Though hardly a newsmaker (unlike the Las Piñas-Parañaque bird sanctuary), Sitio Pulo has been attracting professional bird-watchers even from abroad.
This is why the barangay, in partnership with a private organization, is planning to put up a boardwalk going to the island, down to the mangrove area, for better public access.
“Right now, boats cannot dock near the shore because of the mud. Once the boardwalk is in place, it will be easier for people to go to the mangroves, whether they are bird-watchers, tourists or volunteers who want to help us protect or clean the island,” De Guzman said.
A floating restaurant could be added later for a more enjoyable visit, he added. “It can pick up passengers from the bus terminal on C4 Road and drop them off at the boardwalk.”
The barangay, the city government and other organizations conduct regular cleanup activities on the island, but De Guzman and Relos said these may not be enough to restore the island’s pristine condition.
“The trash is just overwhelming. We usually bring 200 sacks and they are easily filled, with a lot more garbage left,” he said.
And there’s also the issue of the informal settlers on the island. “Some families there make charcoal for a living. We have asked them not to cut the mangroves for making charcoal, but we get reports that they still do. We asked them again to stop producing coal this month, and we hope to relocate them soon away from the island,” De Guzman said.
The barangay currently pays two men to watch over the mangroves, especially those that were recently planted.
But perhaps the biggest threat faced by the island’s ecosystem is something the Navotas City government and the DENR itself have allowed to exist right next to the island: a 40-hectare sanitary landfill.
Operated since 2006 by the Philippine Ecology Systems Corp., the landfill occupies space that previously hosted fish ponds.
“It’s the biggest irony on this island. We have here a haven for birds, but with a landfill sharing the land,” Relos said. “Ideally, the dump should not be there.”
The city government is also reportedly planning to reclaim parts of the coastal area for commercial or industrial use, which may also affect the island.

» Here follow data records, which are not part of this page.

PR #2356, opened 2020-06-16
Update contract metadata type definitions

ascjones:
`scale-info` has finally been released, and `ink!` has now migrated to using it instead of `type-metadata`. This PR updates the type definitions, and also pulls in storage layout changes.

# todo
- [ ] Define remaining storage layout variants
- [x] Wait until https://github.com/paritytech/scale-info/pull/14 merged
- [ ] Test with actual UI


jacogr:
Tadaaa! Saw it merged, really happy with that. My only concern here is the last point, I'm unsure about how the UI will handle changes, but hopefully it doesn't end up being a nightmare.

jacogr:
Closing, seems to be replaced by @kwingram25 's efforts.

PR #2361, opened 2020-06-17
Range queries return [Codec, Hash]

jacogr:


jacogr:
Closing this one. `.range` is actually going to be problematic going forward since the whole block range is now an unsafe RPC. So need to de-prioritize this one completelt.

Issue #2368, opened 2020-06-20
Memory leak


faboweb:
The api object has a memory leak. This is consistent across many versions.

Here you see the memory consumption. The consumption consistently drops when disconnecting and reconnecting.

![image](https://user-images.githubusercontent.com/5869273/85206318-cffe6780-b2e6-11ea-86c7-5bc5df1deccc.png)

Is there a clean up we are missing somewhere?

jacogr:
Without actual usage information, this is a bit of a needle in a haystack. Having said that theye are 2 places that do not clean up -

- where staking derives are used, some of them have an in-memory cache (no TTL)
- subscriptions to multiple value do have a cache (to fill in unchanged), no TTL there

faboweb:
We run all requests for our wallet through the API. So we get all data a user needs. We run the API on the server so we don't init the API on the client as it is too slow to query data and we use IP whitelisted nodes.

We only use one block subscription. So that is probably not the issue.

Should there be a TTL for all data to prevent the API to cause crashes?

jacogr:
This would be my immediate thought as to a culprit - https://github.com/polkadot-js/api/blob/5c5db2709b93451bc695adaf8a88dbbe32813337/packages/rpc-core/src/index.ts#L438-L441

(That comment has been there since it was introduced - which is why it jumps to the front of the mind as a possible culprit)

And LRU cache there would make sense (not quite straight-forward to do since it needs to keep type + values in mind. However even just keeping it on a per-connection basis and clearing values on on unsub would already have a jump in usability.

dillu24:
We are also experiencing memory leaks lately. If we connect our [API server](https://github.com/SimplyVC/polkadot_api_server/blob/master/src/server.js ) with a high number of nodes, we are noticing that the heap size is always increasing such that our server eventually crashes.

After comparing heap dumps I am noticing that there a lot of entries related to the `state_storage` and Types such as `Registry`.

jacogr:
The above would point to the cache, yes. As an aside, are you unsubscribing when the sub is no longer needed?

dillu24:
Currently what we do is the following:

1. When our API server starts, it connects with all the nodes the user has inputted in the config file.
2. Whenever the user calls an endpoint, for example the `/api/query/imOnline/authoredBlocks`, the corresponding function from the `polkadot-js/ap`i is called (in this case `api.query.imOnline.authoredBlocks`). 
3. The connection with the Nodes providers is left as open in case of further requests.

[...]

PR #2378, opened 2020-06-23
Do not use subscriptions on single subs

jacogr:
Swaps single-shot queries to properly use the getStorage RPC, as intended.

- Closes https://github.com/polkadot-js/api/issues/1039
- Part of addressing #2368

### DIFF
--- a/packages/rpc-core/src/index.ts
+++ b/packages/rpc-core/src/index.ts
@@ -232,9 +232,10 @@ export default class Rpc implements RpcInterface {
     const subName = `${section}_${subMethod}`;
     const unsubName = `${section}_${unsubMethod}`;
     const subType = `${section}_${updateType}`;
+    let memoized: null | RpcInterfaceMethod & memoizee.Memoized<RpcInterfaceMethod> = null;
 
-    const creator = (isRaw: boolean) => (...values: any[]): Observable<any> => {
-      return new Observable((observer: Observer<any>): VoidCallback => {
+    const creator = (isRaw: boolean) => (...values: any[]): Observable<unknown> => {
+      return new Observable((observer: Observer<unknown>): VoidCallback => {
         // Have at least an empty promise, as used in the unsubscribe
         let subscriptionPromise: Promise<number | void> = Promise.resolve();
 
@@ -248,7 +249,7 @@ export default class Rpc implements RpcInterface {
           const params = this._formatInputs(def, values);
           const paramsJson = params.map((param): AnyJson => param.toJSON());
 
-          const update = (error?: Error | null, result?: any): void => {
+          const update = (error?: Error | null, result?: unknown): void => {
             if (error) {
               logErrorMessage(method, def, error);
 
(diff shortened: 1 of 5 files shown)


packages/rpc-core/src/index.ts
```diff
@@ -232,9 +232,10 @@ export default class Rpc implements RpcInterface {
     const subName = `${section}_${subMethod}`;
     const unsubName = `${section}_${unsubMethod}`;
     const subType = `${section}_${updateType}`;
+    let memoized: null | RpcInterfaceMethod & memoizee.Memoized<RpcInterfaceMethod> = null;
 
-    const creator = (isRaw: boolean) => (...values: any[]): Observable<any> => {
-      return new Observable((observer: Observer<any>): VoidCallback => {
+    const creator = (isRaw: boolean) => (...values: any[]): Observable<unknown> => {
+      return new Observable((observer: Observer<unknown>): VoidCallback => {
```
jacogr, line 238:
```suggestion
    const creator = (isRaw: boolean) => (...values: unknown[]): Observable<any> => {
      return new Observable((observer: Observer<any>): VoidCallback => {
```

packages/rpc-core/src/index.ts
```diff
@@ -248,7 +249,7 @@ export default class Rpc implements RpcInterface {
           const params = this._formatInputs(def, values);
           const paramsJson = params.map((param): AnyJson => param.toJSON());
 
-          const update = (error?: Error | null, result?: any): void => {
+          const update = (error?: Error | null, result?: unknown): void => {
```
jacogr, line 252:
```suggestion
          const update = (error?: Error | null, result?: any): void => {
```

jacogr:
@dillu24 This is one step that addresses a long-standing issue. Single-shot queries now (correctly) use a non-subscriptions interface. (It actually has an additional benefit that it also has less RPC overhead.) Once merged (it will be 1.21.0-beta.0) would appreciate a test from your side as well against beta to see if it improves. What you should see

- It should still return valid results like it has been doing (This has been tested with scripts, so don't expect any issues)
- You should see less dangling subscriptions (The derive endpoints will still create underlying subscriptions)
- As a bonus, it should actually be faster for `await <endpoint>` queries (less RPC traffic)

It will not "fix" the linked issue completely, this is just one immediate long-outstanding part. (So more work remains, however this is a step)

dillu24:
@jacogr I have deployed the API server and I am noticing the following:

- The function results are still valid
- The memory usage percentage is becoming stable or at least increasing very very slowly, and even decreasing sometimes, something which was not being done previously (mem usage was always increasing at a faster rate till the application slows down and crashes).

I will continue to monitor the app and let you know of any issues that I encounter.

Will the subscription in derive endpoints be fixed? We currently use the `api.derive.staking.validators`

Some snapshots from heap comparisons: 

image

image

jacogr:
Yes, having to eat the elephant one-bite at a time.

PR #2379, opened 2020-06-23
Fixup subscriptions for promise (w/ callback)

jacogr:
- Part of #2368
- Cleanups for #2378 - everything went through non-subs, even where not intended. Move the sub/no-sub check to the API endpoint specifically


packages/api/src/base/Decorate.ts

Navotas Mayor John Reynald Tiangco said the city government would work for a win-win situation.
“We support the eco-tourism and environmental protection of Sitio Pulo, and we are joining the tree-planting and cleanup activities and other plans for the area,” Tiangco said.
“Regarding the reclamation, that’s still on the drawing board right now. But as much as possible, if we can achieve a balance (between) development and preservation, we will pursue that. I don’t believe we need to choose just one or the other. We will seek a win-win situation if the reclamation is approved,” Tiangco added.